Give the data again exactly as it appears.

> _Given data_
--- START ---
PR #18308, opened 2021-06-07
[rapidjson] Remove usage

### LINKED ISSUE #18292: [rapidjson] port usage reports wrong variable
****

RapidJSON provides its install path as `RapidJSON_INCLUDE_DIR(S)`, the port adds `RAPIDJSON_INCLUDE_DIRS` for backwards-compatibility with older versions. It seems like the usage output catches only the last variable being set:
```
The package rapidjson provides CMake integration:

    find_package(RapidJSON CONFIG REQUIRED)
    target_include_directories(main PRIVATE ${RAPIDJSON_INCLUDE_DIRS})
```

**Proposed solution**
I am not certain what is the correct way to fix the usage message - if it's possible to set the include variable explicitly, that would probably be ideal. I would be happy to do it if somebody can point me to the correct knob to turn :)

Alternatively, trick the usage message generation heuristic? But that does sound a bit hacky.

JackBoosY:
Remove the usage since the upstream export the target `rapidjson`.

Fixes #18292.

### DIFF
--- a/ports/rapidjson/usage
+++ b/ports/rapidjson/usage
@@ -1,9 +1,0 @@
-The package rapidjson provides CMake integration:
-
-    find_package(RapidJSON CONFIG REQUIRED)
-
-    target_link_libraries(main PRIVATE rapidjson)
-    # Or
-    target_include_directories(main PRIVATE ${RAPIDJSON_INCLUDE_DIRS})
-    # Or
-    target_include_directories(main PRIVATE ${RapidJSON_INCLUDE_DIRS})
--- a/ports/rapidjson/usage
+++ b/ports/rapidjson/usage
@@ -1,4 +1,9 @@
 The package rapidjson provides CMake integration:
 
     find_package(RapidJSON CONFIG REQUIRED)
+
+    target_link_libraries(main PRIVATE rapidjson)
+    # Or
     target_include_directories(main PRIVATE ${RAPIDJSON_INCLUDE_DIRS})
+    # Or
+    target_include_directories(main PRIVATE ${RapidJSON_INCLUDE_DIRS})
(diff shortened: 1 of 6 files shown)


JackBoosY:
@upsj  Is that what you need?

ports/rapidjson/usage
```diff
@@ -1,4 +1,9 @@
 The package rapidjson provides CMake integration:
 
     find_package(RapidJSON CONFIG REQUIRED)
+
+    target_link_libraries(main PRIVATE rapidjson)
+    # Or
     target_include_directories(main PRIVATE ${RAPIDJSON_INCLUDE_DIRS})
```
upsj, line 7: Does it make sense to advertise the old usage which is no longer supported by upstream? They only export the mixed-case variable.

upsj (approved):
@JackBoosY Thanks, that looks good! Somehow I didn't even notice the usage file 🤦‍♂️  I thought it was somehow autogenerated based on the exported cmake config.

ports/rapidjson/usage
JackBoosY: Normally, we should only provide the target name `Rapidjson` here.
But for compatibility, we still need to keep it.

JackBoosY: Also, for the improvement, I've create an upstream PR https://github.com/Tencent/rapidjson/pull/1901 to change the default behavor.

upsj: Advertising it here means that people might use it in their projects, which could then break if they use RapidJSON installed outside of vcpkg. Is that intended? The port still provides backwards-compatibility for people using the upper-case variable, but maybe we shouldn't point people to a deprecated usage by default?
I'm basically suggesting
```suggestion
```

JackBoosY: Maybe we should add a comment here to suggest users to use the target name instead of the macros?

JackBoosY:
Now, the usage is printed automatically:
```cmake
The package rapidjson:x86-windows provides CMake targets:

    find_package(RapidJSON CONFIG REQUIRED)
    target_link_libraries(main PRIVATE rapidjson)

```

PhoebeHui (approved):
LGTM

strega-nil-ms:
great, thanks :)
--- END ---
> _Reply to the exercise_
PR #18308, opened 2021-06-07
[rapidjson] Remove usage

### LINKED ISSUE #18292: [rapidjson] port usage reports wrong variable
****

RapidJSON provides its install path as `RapidJSON_INCLUDE_DIR(S)`, the port adds `RAPIDJSON_INCLUDE_DIRS` for backwards-compatibility with older versions. It seems like the usage output catches only the last variable being set:
```
The package rapidjson provides CMake integration:

    find_package(RapidJSON CONFIG REQUIRED)
    target_include_directories(main PRIVATE ${RAPIDJSON_INCLUDE_DIRS})
```

**Proposed solution**
I am not certain what is the correct way to fix the usage message - if it's possible to set the include variable explicitly, that would probably be ideal. I would be happy to do it if somebody can point me to the correct knob to turn :)

Alternatively, trick the usage message generation heuristic? But that does sound a bit hacky.

JackBoosY:
Remove the usage since the upstream export the target `rapidjson`.

Fixes #18292.

### DIFF
--- a/ports/rapidjson/usage
+++ b/ports/rapidjson/usage
@@ -1,9 +1,0 @@
-The package rapidjson provides CMake integration:
-
-    find_package(RapidJSON CONFIG REQUIRED)
-
-    target_link_libraries(main PRIVATE rapidjson)
-    # Or
-    target_include_directories(main PRIVATE ${RAPIDJSON_INCLUDE_DIRS})
-    # Or
-    target_include_directories(main PRIVATE ${RapidJSON_INCLUDE_DIRS})
--- a/ports/rapidjson/usage
+++ b/ports/rapidjson/usage
@@ -1,4 +1,9 @@
 The package rapidjson provides CMake integration:
 
     find_package(RapidJSON CONFIG REQUIRED)
+
+    target_link_libraries(main PRIVATE rapidjson)
+    # Or
     target_include_directories(main PRIVATE ${RAPIDJSON_INCLUDE_DIRS})
+    # Or
+    target_include_directories(main PRIVATE ${RapidJSON_INCLUDE_DIRS})
(diff shortened: 1 of 6 files shown)


JackBoosY:
@upsj  Is that what you need?

ports/rapidjson/usage
```diff
@@ -1,4 +1,9 @@
 The package rapidjson provides CMake integration:
 
     find_package(RapidJSON CONFIG REQUIRED)
+
+    target_link_libraries(main PRIVATE rapidjson)
+    # Or
     target_include_directories(main PRIVATE ${RAPIDJSON_INCLUDE_DIRS})
```
upsj, line 7: Does it make sense to advertise the old usage which is no longer supported by upstream? They only export the mixed-case variable.

upsj (approved):
@JackBoosY Thanks, that looks good! Somehow I didn't even notice the usage file 🤦‍♂️  I thought it was somehow autogenerated based on the exported cmake config.

ports/rapidjson/usage
JackBoosY: Normally, we should only provide the target name `Rapidjson` here.
But for compatibility, we still need to keep it.

JackBoosY: Also, for the improvement, I've create an upstream PR https://github.com/Tencent/rapidjson/pull/1901 to change the default behavor.

upsj: Advertising it here means that people might use it in their projects, which could then break if they use RapidJSON installed outside of vcpkg. Is that intended? The port still provides backwards-compatibility for people using the upper-case variable, but maybe we shouldn't point people to a deprecated usage by default?
I'm basically suggesting
```suggestion
```

JackBoosY: Maybe we should add a comment here to suggest users to use the target name instead of the macros?

JackBoosY:
Now, the usage is printed automatically:
```cmake
The package rapidjson:x86-windows provides CMake targets:

    find_package(RapidJSON CONFIG REQUIRED)
    target_link_libraries(main PRIVATE rapidjson)

```

PhoebeHui (approved):
LGTM

strega-nil-ms:
great, thanks :)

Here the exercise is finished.